=== Try it ===
Would you restate word for word the lines of the listing, beginning at the first and ending with the line that holds "1. Create a"?
Segment Start: Task material
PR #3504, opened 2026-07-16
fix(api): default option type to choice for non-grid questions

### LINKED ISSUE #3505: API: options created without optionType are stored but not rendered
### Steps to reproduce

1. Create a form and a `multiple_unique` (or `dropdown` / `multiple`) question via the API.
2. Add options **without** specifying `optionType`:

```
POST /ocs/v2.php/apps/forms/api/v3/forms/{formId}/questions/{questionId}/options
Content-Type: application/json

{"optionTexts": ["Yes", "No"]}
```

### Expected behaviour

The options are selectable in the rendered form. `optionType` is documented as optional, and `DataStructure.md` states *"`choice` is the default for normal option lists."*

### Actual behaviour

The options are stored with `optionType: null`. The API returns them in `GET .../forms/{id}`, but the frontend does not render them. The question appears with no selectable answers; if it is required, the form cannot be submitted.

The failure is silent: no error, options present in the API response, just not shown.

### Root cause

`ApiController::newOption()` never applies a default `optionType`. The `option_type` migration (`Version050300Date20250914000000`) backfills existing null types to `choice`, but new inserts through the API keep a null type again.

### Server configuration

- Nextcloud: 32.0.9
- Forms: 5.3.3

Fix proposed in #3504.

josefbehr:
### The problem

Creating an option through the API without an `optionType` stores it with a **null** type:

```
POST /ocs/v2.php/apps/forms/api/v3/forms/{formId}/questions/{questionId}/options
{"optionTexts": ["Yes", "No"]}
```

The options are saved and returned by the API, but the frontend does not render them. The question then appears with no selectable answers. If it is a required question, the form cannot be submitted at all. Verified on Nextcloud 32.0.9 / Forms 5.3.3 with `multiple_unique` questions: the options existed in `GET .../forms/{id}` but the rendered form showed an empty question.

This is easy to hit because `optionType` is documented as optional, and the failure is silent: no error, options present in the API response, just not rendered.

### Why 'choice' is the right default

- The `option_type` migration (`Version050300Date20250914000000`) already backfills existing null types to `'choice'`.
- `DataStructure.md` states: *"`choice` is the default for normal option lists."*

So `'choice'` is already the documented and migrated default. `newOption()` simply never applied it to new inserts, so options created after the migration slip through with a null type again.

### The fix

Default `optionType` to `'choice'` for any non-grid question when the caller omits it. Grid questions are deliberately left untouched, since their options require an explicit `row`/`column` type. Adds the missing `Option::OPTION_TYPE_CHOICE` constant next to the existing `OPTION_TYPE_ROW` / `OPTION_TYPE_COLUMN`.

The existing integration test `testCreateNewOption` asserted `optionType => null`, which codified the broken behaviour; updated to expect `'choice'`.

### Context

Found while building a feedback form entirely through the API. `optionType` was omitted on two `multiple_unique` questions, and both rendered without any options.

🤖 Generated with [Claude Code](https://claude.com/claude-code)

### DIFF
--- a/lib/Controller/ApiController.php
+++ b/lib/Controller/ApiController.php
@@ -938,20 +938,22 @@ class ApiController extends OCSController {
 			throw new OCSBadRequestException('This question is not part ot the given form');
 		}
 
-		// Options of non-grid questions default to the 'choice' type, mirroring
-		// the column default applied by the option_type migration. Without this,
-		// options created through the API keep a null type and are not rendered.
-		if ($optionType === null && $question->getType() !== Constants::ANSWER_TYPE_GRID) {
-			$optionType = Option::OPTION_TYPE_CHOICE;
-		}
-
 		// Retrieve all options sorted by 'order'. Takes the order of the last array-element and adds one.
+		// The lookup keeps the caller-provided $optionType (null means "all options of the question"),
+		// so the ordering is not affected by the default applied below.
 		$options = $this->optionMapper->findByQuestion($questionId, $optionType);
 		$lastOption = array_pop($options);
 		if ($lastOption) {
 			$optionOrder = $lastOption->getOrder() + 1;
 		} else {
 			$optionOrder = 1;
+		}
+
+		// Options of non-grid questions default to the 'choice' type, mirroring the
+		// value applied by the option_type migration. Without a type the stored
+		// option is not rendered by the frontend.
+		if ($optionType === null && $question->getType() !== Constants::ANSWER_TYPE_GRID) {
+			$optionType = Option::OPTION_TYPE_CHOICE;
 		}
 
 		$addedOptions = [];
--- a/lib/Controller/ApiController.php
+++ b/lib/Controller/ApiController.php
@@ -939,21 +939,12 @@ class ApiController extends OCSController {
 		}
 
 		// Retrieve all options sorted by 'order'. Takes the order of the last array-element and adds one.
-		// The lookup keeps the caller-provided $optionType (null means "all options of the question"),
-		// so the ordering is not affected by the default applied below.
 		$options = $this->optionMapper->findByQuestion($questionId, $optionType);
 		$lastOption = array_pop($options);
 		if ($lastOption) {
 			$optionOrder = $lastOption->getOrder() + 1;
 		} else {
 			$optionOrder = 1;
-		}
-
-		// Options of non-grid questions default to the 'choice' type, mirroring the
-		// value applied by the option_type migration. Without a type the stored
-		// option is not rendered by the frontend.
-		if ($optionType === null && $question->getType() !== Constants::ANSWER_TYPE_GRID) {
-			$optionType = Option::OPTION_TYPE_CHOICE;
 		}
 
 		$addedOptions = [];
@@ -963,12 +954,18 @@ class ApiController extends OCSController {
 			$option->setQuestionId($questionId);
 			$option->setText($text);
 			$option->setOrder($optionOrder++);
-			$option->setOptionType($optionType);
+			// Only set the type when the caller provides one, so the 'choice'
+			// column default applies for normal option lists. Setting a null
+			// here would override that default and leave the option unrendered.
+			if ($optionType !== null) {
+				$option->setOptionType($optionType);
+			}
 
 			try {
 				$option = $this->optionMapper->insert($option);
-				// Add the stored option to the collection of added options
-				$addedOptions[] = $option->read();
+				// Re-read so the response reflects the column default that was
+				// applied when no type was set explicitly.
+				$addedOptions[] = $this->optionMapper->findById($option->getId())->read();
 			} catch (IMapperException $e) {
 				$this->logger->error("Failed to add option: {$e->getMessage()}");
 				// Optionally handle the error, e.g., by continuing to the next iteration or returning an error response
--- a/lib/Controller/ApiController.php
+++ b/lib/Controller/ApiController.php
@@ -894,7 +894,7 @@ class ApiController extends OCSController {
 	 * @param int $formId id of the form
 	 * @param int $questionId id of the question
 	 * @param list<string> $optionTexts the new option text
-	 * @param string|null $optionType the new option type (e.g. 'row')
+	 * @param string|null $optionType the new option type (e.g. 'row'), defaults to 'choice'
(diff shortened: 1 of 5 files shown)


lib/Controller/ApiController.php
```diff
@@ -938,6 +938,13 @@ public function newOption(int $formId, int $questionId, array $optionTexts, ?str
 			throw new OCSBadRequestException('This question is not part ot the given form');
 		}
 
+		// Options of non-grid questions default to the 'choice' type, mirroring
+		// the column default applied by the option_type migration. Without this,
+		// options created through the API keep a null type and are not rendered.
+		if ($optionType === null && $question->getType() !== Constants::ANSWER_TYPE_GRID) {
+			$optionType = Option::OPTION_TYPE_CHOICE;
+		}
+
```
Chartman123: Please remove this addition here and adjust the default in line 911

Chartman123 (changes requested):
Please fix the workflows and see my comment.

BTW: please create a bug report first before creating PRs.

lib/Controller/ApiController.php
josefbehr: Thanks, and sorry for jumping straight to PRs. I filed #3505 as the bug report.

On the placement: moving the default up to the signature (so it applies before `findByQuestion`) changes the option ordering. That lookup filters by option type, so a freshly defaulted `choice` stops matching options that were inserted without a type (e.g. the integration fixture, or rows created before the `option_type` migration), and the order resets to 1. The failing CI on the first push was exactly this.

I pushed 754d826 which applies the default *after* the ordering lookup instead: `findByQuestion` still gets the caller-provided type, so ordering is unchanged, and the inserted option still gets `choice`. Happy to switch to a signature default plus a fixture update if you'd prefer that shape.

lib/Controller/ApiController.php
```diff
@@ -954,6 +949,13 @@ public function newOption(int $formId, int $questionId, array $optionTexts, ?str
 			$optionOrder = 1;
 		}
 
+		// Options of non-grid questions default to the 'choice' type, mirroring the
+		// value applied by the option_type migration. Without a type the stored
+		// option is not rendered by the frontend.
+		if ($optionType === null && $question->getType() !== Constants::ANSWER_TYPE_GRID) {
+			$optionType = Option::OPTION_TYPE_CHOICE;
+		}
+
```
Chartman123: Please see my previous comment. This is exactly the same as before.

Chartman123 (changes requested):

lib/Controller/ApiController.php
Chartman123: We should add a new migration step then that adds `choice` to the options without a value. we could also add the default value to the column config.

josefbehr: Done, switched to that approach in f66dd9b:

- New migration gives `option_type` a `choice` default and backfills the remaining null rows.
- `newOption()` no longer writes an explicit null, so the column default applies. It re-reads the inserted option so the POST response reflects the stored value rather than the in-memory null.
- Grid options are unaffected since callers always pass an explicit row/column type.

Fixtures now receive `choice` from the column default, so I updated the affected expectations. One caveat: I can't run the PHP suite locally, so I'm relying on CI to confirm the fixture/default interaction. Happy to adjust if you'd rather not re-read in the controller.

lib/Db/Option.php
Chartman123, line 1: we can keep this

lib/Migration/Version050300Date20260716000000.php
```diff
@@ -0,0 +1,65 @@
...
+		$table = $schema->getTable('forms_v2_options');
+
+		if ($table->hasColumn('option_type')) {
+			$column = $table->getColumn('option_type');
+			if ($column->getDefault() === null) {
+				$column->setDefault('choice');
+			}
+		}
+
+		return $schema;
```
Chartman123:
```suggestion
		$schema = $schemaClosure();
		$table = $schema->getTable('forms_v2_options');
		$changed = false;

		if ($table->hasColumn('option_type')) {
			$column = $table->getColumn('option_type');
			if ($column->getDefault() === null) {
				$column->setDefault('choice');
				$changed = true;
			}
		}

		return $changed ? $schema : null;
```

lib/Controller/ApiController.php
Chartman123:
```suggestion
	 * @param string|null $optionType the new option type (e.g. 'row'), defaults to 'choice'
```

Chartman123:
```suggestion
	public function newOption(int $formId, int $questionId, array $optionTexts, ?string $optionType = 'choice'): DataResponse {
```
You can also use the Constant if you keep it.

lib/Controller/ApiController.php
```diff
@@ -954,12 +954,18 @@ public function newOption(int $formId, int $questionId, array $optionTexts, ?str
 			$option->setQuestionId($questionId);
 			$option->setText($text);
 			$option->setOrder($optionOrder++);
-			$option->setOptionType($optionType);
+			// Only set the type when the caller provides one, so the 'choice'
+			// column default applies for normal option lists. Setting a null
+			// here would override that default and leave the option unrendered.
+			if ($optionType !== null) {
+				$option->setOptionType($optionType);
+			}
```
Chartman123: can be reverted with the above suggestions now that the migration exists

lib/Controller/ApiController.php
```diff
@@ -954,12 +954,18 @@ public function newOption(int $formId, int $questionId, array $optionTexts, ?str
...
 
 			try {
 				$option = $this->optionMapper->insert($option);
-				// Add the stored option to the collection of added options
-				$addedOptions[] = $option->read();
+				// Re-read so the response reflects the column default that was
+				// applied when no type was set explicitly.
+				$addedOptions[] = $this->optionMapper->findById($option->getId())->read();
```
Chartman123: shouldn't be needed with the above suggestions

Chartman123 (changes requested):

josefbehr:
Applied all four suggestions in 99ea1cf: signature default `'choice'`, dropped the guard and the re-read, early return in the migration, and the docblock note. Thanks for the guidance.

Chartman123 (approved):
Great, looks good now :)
Segment End: Task material
=== Result ===
PR #3504, opened 2026-07-16
fix(api): default option type to choice for non-grid questions

### LINKED ISSUE #3505: API: options created without optionType are stored but not rendered
### Steps to reproduce

1. Create a form and a `multiple_unique` (or `dropdown` / `multiple`) question via the API.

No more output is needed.